Katılımcı: gulcansural
Tarih: 03.12.2007
Kitap: Kırmızı
Pazartesi / Gabriel Garcia Marquez
Tema: Bir
toplumun ortak davranış portresi...
Konu: Kırmızı
Pazartesi bir cinayeti değil,bir toplumun ortak olduğu duyarsızlığı tüm
çıplaklığıyla anlatıyor.
Anlatım: Akıcı,merak
uyandıran gerçek bir eser. Kısa ve net!..
Çağrışım:
“Aşk yasak!”
Hastane kantininden çayımı alıp bahçeye çıktım. Ağaçların gölgesi, kuşların
cıvıltısıyla bir bardak çay içip, ruhumu dinlendirmekti amacım.
Yan masaya iki kadın oturdu. Kadınlardan biri utana sıkıla,
-Sizden bir şey isteyebilir miyim? dedi.
-Buyurunuz, dedim.
-Kız kardeşim yanınızda otursa, ben iki tane çorba alıp geliyorum. Korkmayın,
hasta ama zarar vermez.
-Merak etmeyin. Gidin alın lütfen, diye karşılık verdim.
Kardeşini yanıma oturtup hızla adımlarla uzaklaştı.
Yanımdaki kız 19-20 yaşlarındaydı. Bir gözüne denizi, diğer gözüne
gökyüzünü katmış, simsiyah uzun saçlarına örgü yapılmış, 40-45 kilo civarında,
ince bir genç kız. Yüzü bakmaya kıyılamayacak kadar güzeldi ama belli ki bahtı
bir o kadar çirkin, yaralı bir kuş. Yüzüne bakarken dudağının kenarındaki ve
ellerindeki yara izleri dikkatimi çekti. Aniden ellerimi tutup “Ali! Ali’ye
götür beni!”dedi.
O an ablası geldi yanımıza. Ellerimi sıkı sıkı tutmuş onu
yalvarırken görünce,
-Bir şey söyledi mi size? diye sordu.
-Ali’ye götürmemi istedi.
-Ah benim kınalı kuzum... Kaç aydır konuşmuyordu dedi.

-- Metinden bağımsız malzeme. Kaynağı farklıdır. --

PR #177, opened 2023-03-06
[PIE-1436] Pre-release Rspec changes

niceking:
Creating a pre-release for the major changes to the Rspec plugin 

Have given it another integration test locally by running `BUILDKITE_ANALYTICS_RSPEC_TOKEN=xx-local-analytics-key BUILDKITE_ANALYTICS_UPLOAD_BATCH_SIZE=2 BUILDKITE_BUILD_ID="hi" rspec spec/models/admin/goto_spec.rb` and verified that all relevant records and S3 files are created.

### DIFF
--- a/CHANGELOG.md
+++ b/CHANGELOG.md
@@ -1,5 +1,10 @@
 # CHANGELOG
 
+## v2.0.0.pre
+
+- Major change: RSpec plugin to use HTTP Upload API instead of websocket connection to send test data #174 #175 - @niceking
+- `identifier` field removed from trace #176 - @amybiyuliu
+
 ## v1.5.0
 
 - Send `failure_expanded` from minitest #171 - @nprizal 
--- a/Gemfile.lock
+++ b/Gemfile.lock
@@ -1,7 +1,7 @@
 PATH
   remote: .
   specs:
-    buildkite-test_collector (1.5.0)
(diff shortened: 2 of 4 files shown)


KatieWright26 (approved):
LGTM

CHANGELOG.md
```diff
@@ -1,5 +1,10 @@
 # CHANGELOG
 
+## v2.0.0.pre
+
+- Major change: RSpec plugin to use HTTP Upload API instead of websocket connection to send test data #174 #175 - @niceking
+- `identifier` field removed from trace #176 - @amybiyuliu
```
gchan, line 6: Missing #160

```suggestion
- `identifier` field removed from trace #176 - @amybiyuliu
- Only warn on EOF errors and also catch SSLErrors #160 - @gchan
```

niceking: The #160 PR went in like a month ago and there's been 5 releases with that change since then? You're welcome to open another PR to put #160 in the changelog for v1.3.0 but I'm not going to include it here because it isn't a change between v1.5.0 and v2.0.0

gchan: @niceking I don't think #160 ever made it into a release? It was merged after the release of v1.5.0!

PR #179, opened 2023-03-29
Remove websocket and debug functionality

niceking:
Time for the ol' ruby test collector to get a 💇‍♀️ 

I've removed three things:
1. All the code that established the websocket connection, and the session that managed sending data through the websocket 
2. Debug mode - basically the only thing that we used the logging for was for the socket session because it was so complicated. There isn't really anything to log anymore. Hence I have removed it. Note that this is a breaking change to the `Buildkite::TestCollector.configure` method, so this line in bk/bk's [spec_helper](https://github.com/buildkite/buildkite/blob/06550b03f31b5783003626c74805e4c8824f5cc7/spec/spec_helper.rb#L21) will need to be removed. I don't anticipate breaking any customer config with this, as we don't advertise configuring the debug mode like that, but instead nudge them to use the env variable. 
3. `.safe` method - we had this method as a catch all because the socket functionality used to throw random exceptions that we weren't expecting and weren't handling. This doesn't happen anymore, and this function isn't used anymore. 

I've tested this PR with running an rspec test and minitest test. Note that if you are testing this change locally, you'll also need to change the config in spec helper.


nprizal (approved):
Screenshot 2023-03-29 at 5 16 08 PM
 🧹✨  I didn't test it locally, but it makes sense to me the things that are being removed on this PR

PR #182, opened 2023-04-05
Release v2.1

niceking:
Bumping the version so we can release v2.1 of the gem ✨


KatieWright26 (approved):
Approving assuming the deprecation notice was signed off

PR #183, opened 2023-04-16
Gzip body of upload request

niceking:
Gzip the payload for Upload API requests, and set Content-Encoding header so the server knows how to decode the payload. Relevant changes to bk/bk to support this is in [PR #12006](https://github.com/buildkite/buildkite/pull/12006)

### DIFF
--- a/buildkite.yaml
+++ b/buildkite.yaml
@@ -5,4 +5,4 @@ steps:
       - "bundle exec rake"
     plugins:
       - docker#v3.7.0:
-          image: ruby:latest
+          image: 445615400570.dkr.ecr.us-east-1.amazonaws.com/ecr-public/docker/library/ruby:3.1.4
--- a/spec/test_collector/http_client_spec.rb
+++ b/spec/test_collector/http_client_spec.rb
@@ -46,7 +46,7 @@ RSpec.describe Buildkite::TestCollector::HTTPClient do
     allow(Net::HTTP).to receive(:new).and_return(http_double)
     allow(http_double).to receive(:use_ssl=)
 
-    allow(Net::HTTP::Post).to receive(:new).with("buildkite.localhost", {"Authorization"=>"Token token=\"my-cool-token\"", "Content-Type"=>"application/json"}).and_return(post_double)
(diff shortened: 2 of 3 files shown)


spec/test_collector/http_client_spec.rb
```diff
@@ -39,14 +39,24 @@
...
+  end
+
+  let(:compressed_body) do
+    str = StringIO.new
+
+      writer = Zlib::GzipWriter.new(str)
+      writer.write(request_body)
+      writer.close
+
+      str.string
```
yob, line 52: 👮‍♂️ rubo-james 👮‍♂️

Slightly weird indentation here

yob (commented):
I haven't tested this out, but it looks like it'll do the thing we expect. I assume we'll test it out via a Gemfile git reference in other repos? We could even load this branch directly in the Gemfile prior to merging if we'd like.

niceking:
@yob lol your review was so speedy that I hadn't even updated the other PR yet 😂 

Yup I've done an integration test of [PR #12006](https://github.com/buildkite/buildkite/pull/12006) against this change, and also sending the uncompressed payload as previously done. 

Plan is to: 
1. Merge PR #12006 and check nothing breaks
2. Merge PR #183  
3. Update Gemfile in buildkite with an updated git ref, and the branch that builds that will be sending the compressed data to a server that knows how to decompress that data

buildkite.yaml
```diff
@@ -5,4 +5,4 @@ steps:
       - "bundle exec rake"
     plugins:
       - docker#v3.7.0:
-          image: ruby:latest
+          image: 445615400570.dkr.ecr.us-east-1.amazonaws.com/ecr-public/docker/library/ruby:3.1.4
```
nprizal, line 8: Is this change intentional and what's the motivation behind this it?

niceking: One of the earlier commits on this branch failed to build due to us hitting [docker cache limits](https://buildkite.com/buildkite/rspec-buildkite-analytics/builds/647#01879745-72d5-4553-9a08-a0b4c608f699). I asked in the [serious eng campfire](https://3.basecamp.com/3453178/buckets/1933834/chats/295546306@6062773808) and James advised changing the image to use one through the pull through cache. 

I can pull this out into a separate PR if you'd prefer?

nprizal (approved):

PR #187, opened 2023-05-02
Safeguard SecureRandom.uuid

ChrisBr:
This is a follow up to https://github.com/buildkite/test-collector-ruby/issues/131.

Our test suite stubs `SecureRandom.uuid` in various places so enabling `[test-collector-ruby](https://github.com/buildkite/test-collector-ruby)` breaks our test suite.

We thought this was fixed with https://github.com/buildkite/test-collector-ruby/pull/133 but we still see this happening.

I believe the best approach is to just safe guard `SecureRandom.uuid` by storing a private reference to the method.

### DIFF
--- a/lib/buildkite/test_collector.rb
+++ b/lib/buildkite/test_collector.rb
@@ -11,7 +11,6 @@ require "net/http"
 require "time"
 require "timeout"
 require "tmpdir"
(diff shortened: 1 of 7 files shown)


blaknite:
Closed in favour of #192

Issue #7430, opened 2017-06-23
Reader: Followed Sites can have an unmarked gap in content


aerych:
It seems there is a situation where the followed sites feed can have an unmarked gap in content.  As observed in a user's feed, the user was following 100s of blogs.  When returning to the followed sites stream after several hours new content would sync but there would be a gap of several hours between the new posts and the previously cached content and no gap button was displayed. 

I was able to reproduce this in the simulator by fetching the list of posts...then returning to the simulator after three or so hours.  

The causes is currently unclear... it might be due to an issue in the app code... it might be due to something with the api.

designsimply:
This came up in another mobile request with the following description:

<blockquote>For example, I’ll see a post in my Reader that says it was posted 8 hours ago and the next post says it was published 3 hours ago…a 5 hour gap. But when I open up Safari or Chrome on my iPhone and log into WordPress and go to the reader, there is no such gap. All the “missing” posts between 8 hours ago and 3 hours ago are there.</blockquote>

<sup>(internal references: p4a5px-2mT-p2, 1852243-zen)</sup>

designsimply:
@aerych can you take a look at this when you have a chance? It was recently fixed for WPAndroid via https://github.com/wordpress-mobile/WordPress-Android/issues/5491 🎉 

<sub>(internal reference: noting that p77Llu-74g-p2 may have some relevant discussion around pagination & sync)</sub>

aerych:
Potentially fixed with #11553 but testing this is wonky so I want to spend a little more time with it to be sure.

thehenrybyrd:
User came back to ask about this in 2028689-zen. It looks like https://github.com/wordpress-mobile/WordPress-iOS/pull/11553 will go out with 12.4. @aerych what's our confidence level with the fix?

designsimply:
@thehenrybyrd there is not a guarantee this issue will fix the case noted by the user in 2028689-zen but since there was a recent attempt to fix the problem that shipped with 12.4 it would be good to let that user know what was updated, that the update was shipped on 2019-05-20, and that if they're still experiencing problems then we may want to create a new issue with steps to reproduce that are as detailed as we can come up with based on their past reports.

designsimply:
@thehenrybyrd can you check back in with that user who reported seeing gaps in content for posts in the Reader? We are wanting to find out if the potential fix in #11553 that shipped in 12.4 was helpful for them.

pmciano:
[...]

PR #11553, opened 2019-04-25
Issues/7430 missing posts

aerych:
Refs #7430 
This has been a tricky glitch to sort out. This time round, while reviewing the code it occurred to me that if a site owner were to change the publish date of a previously published post it would be possible to recreate the behavior reported by our users due to the way overlaps were detected.  

When an overlap is detected the app assumes that all available content is present in the app and no gap marker is inserted to indicate there might be missing posts. 

Here's the scenario:
- A user follows the Coffee tag and syncs its posts, including one from Juan's Coffee Blog.
- Later, Juan publishes some more posts, but decides to change the date of an earlier post (one that was synced by our user) so it shows up at the top of his site.  (Poor Juan hasn't heard of sticky posts.)
- Our faithful users returns to the app some time later and syncs the Coffee tag again. 
- The newly fetched posts include the one with the changed date. 
- When the app checks to see if any of the newly fetched posts have are already synced, its going to flag the one with the date changed.   We actually don't want this. Since the post is changing its position in the list we want to treat it like new content, not an overlap. 

This PR improves the way overlaps are detected to check that dates match between what was synced and what was cached. If dates match then there is an overlap.  If dates do not match we do not treat it as an overlap. 

This should fix the problem our users are reporting.  (Unless there's something else going on.)

To test:
Testing is a little tricky. 
1. Edit ReaderPostService and set `ReaderPostServiceNumberToSync` to a low number like `5`. 
2. Edit ReaderStreamViewController and set `refreshInterval` to something like `10`. 
3. Comment out `syncHelper.syncMoreContent()` on line 1402 of ReaderStreamViewController to disable the loadMore mechanism otherwise it will conflict with a blog with only a handful of posts.
These will make it easier to test. 
4. Create a test blog and follow it. 
5. Add 5 test posts via a desktop browser
6. In the app go to Reader > Following > Manage > Your site and view its posts.
7. Tap the back button to leave the stream. 
8. Return to the blog and create ten more test posts.  Basically you want enough to create a gap
9. Edit one of the first posts you published so its publish date is the most recently published post.
10. Go back to the app and tap to view the posts for the site again. 
11. Confirm you see a gap marker. 

This seems to work for testing. Something odd I noticed was one of the posts was missing from the results, but it eventually showed up.  I'm tempted to chalk this up to caching but I'd be curious to see if it turns up in other tests. 

Needs Review: @frosty could I trouble you with this one?


aerych:
Thanks for testing @frosty! 

>  a) the early post with updated date still appeared down the bottom of the list (although it's in the correct place on a subsequent refresh), and b) I had a duplicate post 14 either side of the gap:

Interesting!  We definitely should not see duplicate posts. If I were to guess I'd say something is amiss with the merge logic that might account for both errant posts. I'll see what I can find.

Keşke merak edip anlatmasını istemeseydim. Tekdüze bir sesle, ağır
ağır anlattı.
Zerya köydeki Jandarma birliğine gelen Ali’ye aşık olur. Çarşı
izinlerinde birkaç kez gizlice görüşürler. Ali Zerya’ya söz verir. Tezkeresini
alır almaz anasını-babasını yollayıp istetecek.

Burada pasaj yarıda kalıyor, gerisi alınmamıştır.